Кисаме колебался, но Итачи уже сделал шаг назад, так что Хошигаки кивнул в ответ, и последовал за напарником. Швы Какузу понемногу расходились.
Глаза седого снова меняли цвет, казалось, они начали краснеть, оставаясь бледными. Он жутко улыбнулся, – Что ж, ты будешь первым, кому я дарую благословение Джашина!
– Меня не интересует твоя религиозная болтовня, – нога Какузу скользнула назад, он занял выжидательную позицию, – Покажи мне, что ты умеешь.
– Во славу Джашина! – весело закричал мужчина и прыгнул, нападая.
Это была глупая прямая атака, и Какузу разочарованно вздохнул. Он проанализировал направление прыжка, учел траекторию этой, стоило признать, страшно выглядящей косы, и распустил швы на руке. Нити вырвались, вытягивая руку вперёд, и защищённый камнем кулак пробил грудь фанатичного нападавшего. Рука переломала ребра, минуя сердце и пробивая спину насквозь, а Какузу в тот же момент увернулся от острой косы.
– Жалкий, – проурчал Какузу, но тут же удивлённо моргнул, когда заметил, что мужчина двинулся.
– Ха ... ха-ха ... – Плечи мужчины задрожали от нервного смеха, и он внезапно запрокинул голову назад, находя Какузу взглядом, и закричал, – Блядь, это больно!
– О? – задумался Какузу, но сразу почувствовал, что его тянут за нити. Ногти мужчины царапали их, пытаясь расцарапать до крови.
– Джашин-сама ... – безумно хихикнул мужчина, изо рта вытекала алая кровь. Он перебрался в треугольный рисунок на полу, встал, и поднял руку ко рту. Аккуратно слизал кровь Какузу с кончиков пальцев, – Дай мне свое благословение ... Прими душу этого многострадального язычника в качестве жертвы ...

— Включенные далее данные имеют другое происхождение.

PR #80, opened 2023-10-06
fix: Move apply cache into disk storage

nicklasl:
All file i/o should now be contained behind the DiskStorage interface which will improve testability.

### DIFF
--- a/Provider/src/main/java/com/spotify/confidence/cache/StorageFileCache.kt
+++ b/Provider/src/main/java/com/spotify/confidence/cache/StorageFileCache.kt
@@ -14,10 +14,10 @@ import kotlinx.serialization.modules.SerializersModule
 import kotlinx.serialization.modules.contextual
 import java.io.File
 
-const val FLAGS_FILE_NAME = "confidence_flags_cache.json"
-const val APPLY_FILE_NAME = "confidence_apply_cache.json"
+internal const val FLAGS_FILE_NAME = "confidence_flags_cache.json"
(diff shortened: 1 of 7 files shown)


Provider/src/main/java/com/spotify/confidence/cache/StorageFileCache.kt
```diff
@@ -1,18 +1,26 @@
...
+import kotlinx.serialization.modules.SerializersModule
+import kotlinx.serialization.modules.contextual
 import java.io.File
 
 const val FLAGS_FILE_NAME = "confidence_flags_cache.json"
+const val APPLY_FILE_NAME = "confidence_apply_cache.json"
 
-class StorageFileCache private constructor(context: Context) : DiskStorage {
-    private val file: File = File(context.filesDir, FLAGS_FILE_NAME)
+class StorageFileCache private constructor(
```
vahidlazio, line 20: great stuff! can we go one step further and make this private/internal?

nicklasl: Good point. fixed!

vahidlazio (dismissed):

Provider/src/main/java/com/spotify/confidence/cache/StorageFileCache.kt
nicklasl: We could probably go through and do this for more classes, maybe not the interfaces but definitely the implementations.

vahidlazio (approved):

PR #81, opened 2023-10-09
fix: add pom declaration to maven publication

nickybondarenko:
As a part of publishing to Maven Central, this PR adds declaration of licensing, developers, project links and source control management (scm).

### DIFF
--- a/Provider/build.gradle.kts
+++ b/Provider/build.gradle.kts
@@ -85,6 +85,48 @@ publishing {
                     }
                 }
             }
+            pom {
+                name.set("Confidence Openfeature Provider Android")
+                description.set("An Openfeature Provider for Confidence, made for the Android SDK")
+                url.set("https://github.com/spotify/confidence-openfeature-provider-kotlin")
+                licenses {
+                    license {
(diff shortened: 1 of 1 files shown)


Provider/build.gradle.kts
```diff
@@ -85,6 +85,48 @@ publishing {
                     }
                 }
             }
+            pom {
+                name.set("Confidence SDK Provider Android")
+                description.set("Confidence SDK Provider Android")
```
nicklasl, line 90: Drop the `SDK`.
```suggestion
                name.set("Confidence Openfeature Provider Android")
                description.set("An Openfeature Provider for Confidence, made for the Android SDK")
```

Provider/build.gradle.kts
```diff
@@ -85,6 +85,48 @@ publishing {
...
+                url.set("https://confidence.spotify.com/")
```
nicklasl, line 91: in the [java pom](https://github.com/spotify/confidence-openfeature-provider-java/blob/main/pom.xml) we use the github url here... not at all sure what is more correct :)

– О… – снова сказал Какузу, сохраняя равнодушие, но почувствовал, что сердца начали биться быстрее. Он вернул свою руку – вырывая ее из тела фанатика – как раз когда кожа мужчины начала окрашиваться в чёрный цвет, с белыми полосами, составляющими рисунок скелета, – Что за...?

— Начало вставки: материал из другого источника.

PR #102, opened 2023-11-13
feat: Add SDK id and version to requests

fabriziodemaria:
To comply with the updated Confidence APIs.

### DIFF
--- a/Provider/src/main/java/com/spotify/confidence/ConfidenceFeatureProvider.kt
+++ b/Provider/src/main/java/com/spotify/confidence/ConfidenceFeatureProvider.kt
@@ -12,6 +12,7 @@ import com.spotify.confidence.client.ConfidenceClient
 import com.spotify.confidence.client.ConfidenceRegion
 import com.spotify.confidence.client.ConfidenceRemoteClient
 import com.spotify.confidence.client.ResolveResponse
+import com.spotify.confidence.client.SdkMetadata
 import dev.openfeature.sdk.EvaluationContext
 import dev.openfeature.sdk.FeatureProvider
 import dev.openfeature.sdk.Hook
@@ -33,6 +34,8 @@ import kotlinx.coroutines.Dispatchers
 import kotlinx.coroutines.SupervisorJob
 import kotlinx.coroutines.cancelChildren
 import kotlinx.coroutines.launch
+
+const val SDK_ID = "SDK_ID_KOTLIN_PROVIDER"
 
 @Suppress(
     "TooManyFunctions",
@@ -258,6 +261,7 @@ class ConfidenceFeatureProvider private constructor(
         ): ConfidenceFeatureProvider {
             val configuredClient = client ?: ConfidenceRemoteClient(
                 clientSecret = clientSecret,
+                sdkMetadata = SdkMetadata(SDK_ID, BuildConfig.SDK_VERSION),
                 region = region,
                 dispatcher = dispatcher
             )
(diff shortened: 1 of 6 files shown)


Provider/src/main/java/com/spotify/confidence/ConfidenceFeatureProvider.kt
```diff
@@ -258,6 +258,10 @@ class ConfidenceFeatureProvider private constructor(
         ): ConfidenceFeatureProvider {
             val configuredClient = client ?: ConfidenceRemoteClient(
                 clientSecret = clientSecret,
+                sdkId = "SDK_ID_KOTLIN_PROVIDER",
```
fabriziodemaria, line 261: Discussions are happening to change the OF SDK naming from `kotlin` to `android`. Shall we follow the same route, we might want to rename this

release-please-config.json
```diff
@@ -10,6 +10,7 @@
             "extra-files": [
                 "README.md",
                 "Provider/build.gradle.kts"
+                "Provider/src/main/java/com/spotify/confidence.ConfidenceFeatureProvider.kts"
```
fabriziodemaria, line 13: Would this even work? And how bad practice is this?
It's nice to imagine a solution based off of release-please that is easy and works the same way in all providers, but this method would have a few important back-draws

Provider/src/main/java/com/spotify/confidence/ConfidenceFeatureProvider.kt
```diff
@@ -258,6 +258,10 @@ class ConfidenceFeatureProvider private constructor(
...
+                // x-release-please-start-version
+                sdkVersion = "0.1.2",
+                // x-release-please-end
```
nicklasl, line 264: This was an interesting approach but I would suggest we use `BuildConfig` instead. 
You can see an example how it is defined [here](https://github.com/spotify/confidence-openfeature-provider-kotlin/blob/main/ConfidenceDemoApp/build.gradle.kts#L41) and used [here](https://github.com/spotify/confidence-openfeature-provider-kotlin/blob/8a1ece8ba4aff7a189f4d10cc38fd279d1d67b27/ConfidenceDemoApp/src/main/java/com/example/confidencedemoapp/ClientSecretProvider.kt#L4).

Provider/src/main/java/com/spotify/confidence/client/ConfidenceRemoteClient.kt
```diff
@@ -20,6 +20,8 @@ import java.net.HttpURLConnection
 
 class ConfidenceRemoteClient : ConfidenceClient {
     private val clientSecret: String
+    private val sdkId: String
```
vahidlazio, line 23: if we add these 2 to another object (creating a new type), then we can add more stuff to it in the future if needed easier.

Provider/src/main/java/com/spotify/confidence/ConfidenceFeatureProvider.kt
Billlynch: you can also use the inline comment `// x-release-please-version` too

Provider/src/main/java/com/spotify/confidence/ConfidenceFeatureProvider.kt
fabriziodemaria: A problem for another PR

Provider/src/main/java/com/spotify/confidence/ConfidenceFeatureProvider.kt
```diff
@@ -258,6 +261,7 @@ class ConfidenceFeatureProvider private constructor(
         ): ConfidenceFeatureProvider {
             val configuredClient = client ?: ConfidenceRemoteClient(
                 clientSecret = clientSecret,
+                sdkMetadata = SdkMetadata(SDK_ID, BuildConfig.SDK_VERSION),
```
fabriziodemaria, line 264: Doesn't work, the result string for version is: `Build_gradle$Versions@1e4d110c.providerVersion`. To be fixed

nicklasl (approved):

PR #107, opened 2023-12-15
chore: do not expose the artefact for open feature sdk

vahidlazio:


nicklasl:
What do we/or the consumers of this SDK gain from this change?

vahidlazio:
@nicklasl ideally the consumers have one kotlin sdk and they can switch to different providers or have multiple providers, if the providers expose their own sdk this will be problematic in the future.

nicklasl:
> @nicklasl ideally the consumers have one kotlin sdk and they can switch to different providers or have multiple providers, if the providers expose their own sdk this will be problematic in the future.

OK, I can get on board that. But we would need to update the `README.md` so it makes sense + keep that up to date with any SDK bumps we do.

PR #115, opened 2024-01-08
chore: add a default endpoint to the provider

nickybondarenko:
Previously, the region would default to Europe. This PR is changing this to GLOBAL and is specifying a URL for that.


Provider/src/main/java/com/spotify/confidence/client/ConfidenceRemoteClient.kt
```diff
@@ -45,6 +45,7 @@ class ConfidenceRemoteClient : ConfidenceClient {
             "application/json"
         )
         baseUrl = when (region) {
+            ConfidenceRegion.GLOBAL -> "https://resolver.confidence.dev/"
```
nicklasl, line 48:
```suggestion
            ConfidenceRegion.GLOBAL -> "https://resolver.confidence.dev"
```
please drop the last `/` to be consistent.

nicklasl (approved):

PR #117, opened 2024-01-15
fix: Fix sdk metadata format

fabriziodemaria:


Provider/src/main/java/com/spotify/confidence/client/Types.kt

– Благословенный Джашин! – скулил фанатик, – Узри! Позволь нам разделить страдания!
Какузу хотел спросить, что он имел в виду, но замер, когда седой замолк и повернул косу острыми лезвиями к себе. Он вонзил одно из них себе прямо в странное, желанное сердце, и откинул голову назад.
Снова Какузу затаил дыхание, желая всё же задать вопрос, но острая боль за ребрами оборвала его. Он невольно схватился за грудь, захрипел, чувствуя, что сердце, которое там бьется, скоро умрет, будто коса пронзила не этого психопата, а его самого.
– Как хорошо... – застонал фанатик, и Какузу оглянулся на него, тот заметно прогнулся назад, но всё ещё держался на ногах. Его глаза закатились, лицо скривилось от жуткого удовольствия. Он дёрнулся, будто от мурашек, и вскрикнул, – Славься Джашин!
Тело Какузу тоже вздрагивало, а ноги подкосились, а когда одно сердце – его основное сердце – остановилось, он упал на колени. Он знал, что остальным четырем понадобится совсем немного времени, чтобы восполнить потерю, а уж если бы он знал, что его ждёт, он бы этого вовсе избежал, поменяв сердца местами. Скоро он восстановится.
Но на мгновение он ощутил близость смерти - невесомость, боль усилилась настолько, что, казалось, переросла в больное удовольствие – как раз то, чем упивался фанатик, и Какузу вздрогнул.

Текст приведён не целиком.